### Assigned task
From the entries below, please gather each line containing the string "listing".

===== Task material

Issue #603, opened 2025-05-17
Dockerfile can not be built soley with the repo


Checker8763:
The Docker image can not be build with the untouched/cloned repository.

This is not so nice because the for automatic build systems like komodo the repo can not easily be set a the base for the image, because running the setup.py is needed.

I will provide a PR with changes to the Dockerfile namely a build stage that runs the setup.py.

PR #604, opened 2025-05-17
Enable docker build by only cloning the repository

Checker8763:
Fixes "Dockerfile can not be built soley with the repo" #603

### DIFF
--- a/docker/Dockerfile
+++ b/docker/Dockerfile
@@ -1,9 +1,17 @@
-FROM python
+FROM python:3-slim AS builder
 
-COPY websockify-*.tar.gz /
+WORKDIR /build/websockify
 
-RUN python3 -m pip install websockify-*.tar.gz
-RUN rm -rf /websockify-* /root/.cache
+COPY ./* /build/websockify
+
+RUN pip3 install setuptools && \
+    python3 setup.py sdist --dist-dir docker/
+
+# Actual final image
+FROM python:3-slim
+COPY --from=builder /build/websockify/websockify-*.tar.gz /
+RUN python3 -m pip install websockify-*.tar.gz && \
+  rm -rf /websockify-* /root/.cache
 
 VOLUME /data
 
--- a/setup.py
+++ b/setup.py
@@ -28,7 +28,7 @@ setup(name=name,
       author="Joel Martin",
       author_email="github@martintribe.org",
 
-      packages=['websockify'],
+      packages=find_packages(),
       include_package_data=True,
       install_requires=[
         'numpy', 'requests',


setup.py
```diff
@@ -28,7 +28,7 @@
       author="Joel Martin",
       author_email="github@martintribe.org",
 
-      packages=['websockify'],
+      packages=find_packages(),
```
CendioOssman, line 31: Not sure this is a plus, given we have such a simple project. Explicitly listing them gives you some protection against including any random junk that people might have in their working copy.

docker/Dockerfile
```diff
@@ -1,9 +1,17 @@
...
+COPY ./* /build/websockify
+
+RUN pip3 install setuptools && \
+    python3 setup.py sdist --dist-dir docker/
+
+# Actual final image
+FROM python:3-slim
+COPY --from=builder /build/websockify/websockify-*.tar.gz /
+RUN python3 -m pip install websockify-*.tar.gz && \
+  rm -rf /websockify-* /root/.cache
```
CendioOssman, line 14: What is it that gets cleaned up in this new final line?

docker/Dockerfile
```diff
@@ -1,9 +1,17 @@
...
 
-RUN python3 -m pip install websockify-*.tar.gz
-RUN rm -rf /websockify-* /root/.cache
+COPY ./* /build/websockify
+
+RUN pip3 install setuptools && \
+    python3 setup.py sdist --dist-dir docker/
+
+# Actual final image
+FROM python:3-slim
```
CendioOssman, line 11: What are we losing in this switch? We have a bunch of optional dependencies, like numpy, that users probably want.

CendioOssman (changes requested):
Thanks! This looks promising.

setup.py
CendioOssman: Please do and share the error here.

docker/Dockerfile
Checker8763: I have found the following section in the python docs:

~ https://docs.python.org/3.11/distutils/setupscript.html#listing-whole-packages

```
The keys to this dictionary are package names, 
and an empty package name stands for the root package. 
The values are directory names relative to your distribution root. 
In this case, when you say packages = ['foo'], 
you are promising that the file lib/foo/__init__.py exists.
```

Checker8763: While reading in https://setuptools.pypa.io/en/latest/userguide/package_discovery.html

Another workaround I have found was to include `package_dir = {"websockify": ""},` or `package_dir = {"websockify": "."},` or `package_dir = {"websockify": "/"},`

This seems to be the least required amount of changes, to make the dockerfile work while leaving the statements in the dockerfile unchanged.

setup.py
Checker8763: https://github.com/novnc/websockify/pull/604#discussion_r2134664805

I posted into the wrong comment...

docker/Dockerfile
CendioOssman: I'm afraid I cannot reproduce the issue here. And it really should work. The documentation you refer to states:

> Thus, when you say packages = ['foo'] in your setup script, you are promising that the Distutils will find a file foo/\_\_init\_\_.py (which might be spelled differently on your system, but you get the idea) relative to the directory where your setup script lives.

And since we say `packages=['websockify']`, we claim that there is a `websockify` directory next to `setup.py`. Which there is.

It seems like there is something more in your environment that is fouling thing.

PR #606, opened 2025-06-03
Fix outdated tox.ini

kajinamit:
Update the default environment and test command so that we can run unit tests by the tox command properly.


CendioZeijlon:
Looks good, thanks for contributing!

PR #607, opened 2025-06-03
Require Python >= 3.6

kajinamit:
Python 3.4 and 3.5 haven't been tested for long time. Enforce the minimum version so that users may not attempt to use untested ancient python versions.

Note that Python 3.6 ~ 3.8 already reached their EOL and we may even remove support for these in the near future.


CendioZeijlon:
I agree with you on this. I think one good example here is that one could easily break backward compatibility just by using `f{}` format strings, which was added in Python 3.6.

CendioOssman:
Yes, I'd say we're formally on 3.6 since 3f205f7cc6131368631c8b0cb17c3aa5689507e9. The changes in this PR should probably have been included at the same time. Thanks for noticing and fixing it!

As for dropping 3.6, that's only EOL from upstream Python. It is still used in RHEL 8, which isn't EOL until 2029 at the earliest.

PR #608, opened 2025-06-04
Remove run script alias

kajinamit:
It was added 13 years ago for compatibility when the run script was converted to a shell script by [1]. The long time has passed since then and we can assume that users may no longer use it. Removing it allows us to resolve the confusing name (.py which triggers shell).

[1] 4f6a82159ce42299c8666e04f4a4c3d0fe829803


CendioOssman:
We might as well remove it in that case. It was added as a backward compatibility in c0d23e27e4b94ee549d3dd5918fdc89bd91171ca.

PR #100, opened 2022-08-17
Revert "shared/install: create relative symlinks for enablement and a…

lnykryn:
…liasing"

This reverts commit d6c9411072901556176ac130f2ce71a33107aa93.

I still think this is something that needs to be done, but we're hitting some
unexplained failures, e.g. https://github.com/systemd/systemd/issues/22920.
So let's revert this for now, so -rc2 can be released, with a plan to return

==========
===== Task material

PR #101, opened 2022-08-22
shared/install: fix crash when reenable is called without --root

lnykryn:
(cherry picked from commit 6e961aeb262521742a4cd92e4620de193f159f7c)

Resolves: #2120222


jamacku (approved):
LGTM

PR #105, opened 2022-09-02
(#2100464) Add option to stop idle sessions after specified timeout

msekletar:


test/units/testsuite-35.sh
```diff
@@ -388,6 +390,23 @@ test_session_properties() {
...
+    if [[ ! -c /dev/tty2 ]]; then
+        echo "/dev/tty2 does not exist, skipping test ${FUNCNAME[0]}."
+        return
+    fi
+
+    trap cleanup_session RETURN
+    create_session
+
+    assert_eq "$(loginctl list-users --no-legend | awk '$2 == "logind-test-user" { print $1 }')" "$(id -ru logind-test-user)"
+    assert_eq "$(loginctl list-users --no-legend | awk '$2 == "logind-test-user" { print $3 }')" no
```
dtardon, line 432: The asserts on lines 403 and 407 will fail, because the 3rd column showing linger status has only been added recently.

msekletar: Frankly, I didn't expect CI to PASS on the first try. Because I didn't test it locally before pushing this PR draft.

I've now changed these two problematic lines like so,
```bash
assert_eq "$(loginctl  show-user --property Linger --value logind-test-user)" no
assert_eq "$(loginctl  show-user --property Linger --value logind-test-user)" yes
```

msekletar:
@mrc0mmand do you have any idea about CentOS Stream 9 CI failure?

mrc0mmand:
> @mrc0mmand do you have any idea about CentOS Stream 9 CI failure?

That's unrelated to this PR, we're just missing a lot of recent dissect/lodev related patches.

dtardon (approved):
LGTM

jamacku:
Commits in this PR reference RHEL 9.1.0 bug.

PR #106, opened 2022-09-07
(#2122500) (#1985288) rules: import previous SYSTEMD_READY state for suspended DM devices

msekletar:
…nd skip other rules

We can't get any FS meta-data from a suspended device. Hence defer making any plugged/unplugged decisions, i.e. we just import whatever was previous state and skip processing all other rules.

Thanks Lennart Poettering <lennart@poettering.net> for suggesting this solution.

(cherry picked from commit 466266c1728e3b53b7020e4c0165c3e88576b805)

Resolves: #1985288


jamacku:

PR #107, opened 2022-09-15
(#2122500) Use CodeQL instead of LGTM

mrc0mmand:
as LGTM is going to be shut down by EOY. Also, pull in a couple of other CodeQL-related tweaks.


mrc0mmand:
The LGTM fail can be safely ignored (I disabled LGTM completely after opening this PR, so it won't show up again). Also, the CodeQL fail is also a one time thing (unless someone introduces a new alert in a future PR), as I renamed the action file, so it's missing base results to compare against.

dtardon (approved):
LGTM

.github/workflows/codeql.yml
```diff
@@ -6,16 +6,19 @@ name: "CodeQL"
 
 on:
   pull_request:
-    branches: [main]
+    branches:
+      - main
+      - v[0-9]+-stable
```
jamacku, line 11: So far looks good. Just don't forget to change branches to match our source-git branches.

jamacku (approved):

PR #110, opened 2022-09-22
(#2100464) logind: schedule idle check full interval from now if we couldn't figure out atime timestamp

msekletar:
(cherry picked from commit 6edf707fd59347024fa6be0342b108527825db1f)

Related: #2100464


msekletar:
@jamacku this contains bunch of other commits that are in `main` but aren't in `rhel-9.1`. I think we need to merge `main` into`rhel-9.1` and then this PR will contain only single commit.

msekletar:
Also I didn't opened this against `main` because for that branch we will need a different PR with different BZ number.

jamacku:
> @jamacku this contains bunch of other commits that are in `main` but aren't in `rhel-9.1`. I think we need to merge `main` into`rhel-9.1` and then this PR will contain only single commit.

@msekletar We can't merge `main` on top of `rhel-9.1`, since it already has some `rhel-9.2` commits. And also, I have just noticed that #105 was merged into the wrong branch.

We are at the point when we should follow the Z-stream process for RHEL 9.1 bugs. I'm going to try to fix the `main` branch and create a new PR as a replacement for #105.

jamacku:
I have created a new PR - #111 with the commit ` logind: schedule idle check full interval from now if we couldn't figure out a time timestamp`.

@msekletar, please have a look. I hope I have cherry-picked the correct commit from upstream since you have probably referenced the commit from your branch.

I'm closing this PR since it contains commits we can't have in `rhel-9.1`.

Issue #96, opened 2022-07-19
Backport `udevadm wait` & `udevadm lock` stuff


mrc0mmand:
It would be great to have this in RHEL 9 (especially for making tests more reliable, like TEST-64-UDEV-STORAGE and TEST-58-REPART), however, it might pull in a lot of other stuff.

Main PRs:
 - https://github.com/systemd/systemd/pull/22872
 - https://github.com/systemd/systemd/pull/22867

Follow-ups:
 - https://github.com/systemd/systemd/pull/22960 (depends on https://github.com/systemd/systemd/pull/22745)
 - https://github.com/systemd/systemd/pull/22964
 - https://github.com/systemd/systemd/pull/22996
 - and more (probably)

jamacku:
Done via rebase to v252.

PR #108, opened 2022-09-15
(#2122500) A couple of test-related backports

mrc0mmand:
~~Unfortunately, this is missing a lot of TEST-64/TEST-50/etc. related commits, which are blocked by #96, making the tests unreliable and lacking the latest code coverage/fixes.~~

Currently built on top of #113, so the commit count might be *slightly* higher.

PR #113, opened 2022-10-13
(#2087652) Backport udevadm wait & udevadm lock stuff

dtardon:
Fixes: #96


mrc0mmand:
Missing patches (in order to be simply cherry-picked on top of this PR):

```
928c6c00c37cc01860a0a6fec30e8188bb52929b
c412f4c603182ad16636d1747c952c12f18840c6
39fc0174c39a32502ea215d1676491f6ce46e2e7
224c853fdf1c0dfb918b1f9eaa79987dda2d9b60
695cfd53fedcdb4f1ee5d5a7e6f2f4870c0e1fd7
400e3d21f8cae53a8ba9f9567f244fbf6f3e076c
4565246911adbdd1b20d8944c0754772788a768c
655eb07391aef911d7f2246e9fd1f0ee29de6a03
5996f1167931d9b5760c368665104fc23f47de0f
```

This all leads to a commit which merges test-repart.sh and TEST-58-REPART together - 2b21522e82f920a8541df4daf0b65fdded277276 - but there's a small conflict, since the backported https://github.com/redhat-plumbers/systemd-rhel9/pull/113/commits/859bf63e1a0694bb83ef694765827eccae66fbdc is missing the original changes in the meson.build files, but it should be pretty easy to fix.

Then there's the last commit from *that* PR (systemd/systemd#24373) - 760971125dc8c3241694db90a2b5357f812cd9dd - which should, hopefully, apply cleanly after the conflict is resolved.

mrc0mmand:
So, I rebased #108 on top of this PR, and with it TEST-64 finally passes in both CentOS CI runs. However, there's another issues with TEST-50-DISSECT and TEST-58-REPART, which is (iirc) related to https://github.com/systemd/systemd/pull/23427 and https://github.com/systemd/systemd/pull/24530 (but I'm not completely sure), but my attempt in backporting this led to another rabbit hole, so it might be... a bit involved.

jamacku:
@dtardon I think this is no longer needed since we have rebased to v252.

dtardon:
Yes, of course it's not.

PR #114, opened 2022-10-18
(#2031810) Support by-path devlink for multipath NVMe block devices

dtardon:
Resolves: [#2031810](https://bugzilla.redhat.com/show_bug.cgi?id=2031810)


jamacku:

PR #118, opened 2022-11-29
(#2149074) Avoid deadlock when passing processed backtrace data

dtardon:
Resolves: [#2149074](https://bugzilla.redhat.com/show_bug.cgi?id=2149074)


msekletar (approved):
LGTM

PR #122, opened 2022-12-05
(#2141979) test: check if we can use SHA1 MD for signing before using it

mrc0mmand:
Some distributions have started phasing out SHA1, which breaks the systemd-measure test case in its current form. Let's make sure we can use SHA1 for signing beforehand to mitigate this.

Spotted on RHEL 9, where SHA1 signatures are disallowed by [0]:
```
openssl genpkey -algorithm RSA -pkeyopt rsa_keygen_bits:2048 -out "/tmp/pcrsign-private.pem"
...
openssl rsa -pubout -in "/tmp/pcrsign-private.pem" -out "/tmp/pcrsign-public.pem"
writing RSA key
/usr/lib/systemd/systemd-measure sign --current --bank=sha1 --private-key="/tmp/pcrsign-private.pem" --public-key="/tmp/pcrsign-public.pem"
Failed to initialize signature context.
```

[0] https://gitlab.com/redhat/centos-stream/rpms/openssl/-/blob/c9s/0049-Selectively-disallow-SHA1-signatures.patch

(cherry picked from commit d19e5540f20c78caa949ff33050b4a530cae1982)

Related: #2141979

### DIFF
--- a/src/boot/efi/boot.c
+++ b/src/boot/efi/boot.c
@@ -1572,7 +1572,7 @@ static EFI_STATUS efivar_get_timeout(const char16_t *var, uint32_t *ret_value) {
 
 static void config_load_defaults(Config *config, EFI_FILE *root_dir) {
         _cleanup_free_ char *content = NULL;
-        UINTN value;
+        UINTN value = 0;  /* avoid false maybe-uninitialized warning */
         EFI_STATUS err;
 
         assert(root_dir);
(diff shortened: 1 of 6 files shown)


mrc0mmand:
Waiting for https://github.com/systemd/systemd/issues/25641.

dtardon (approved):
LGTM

==========

### Response below
CendioOssman, line 31: Not sure this is a plus, given we have such a simple project. Explicitly listing them gives you some protection against including any random junk that people might have in their working copy.
~ https://docs.python.org/3.11/distutils/setupscript.html#listing-whole-packages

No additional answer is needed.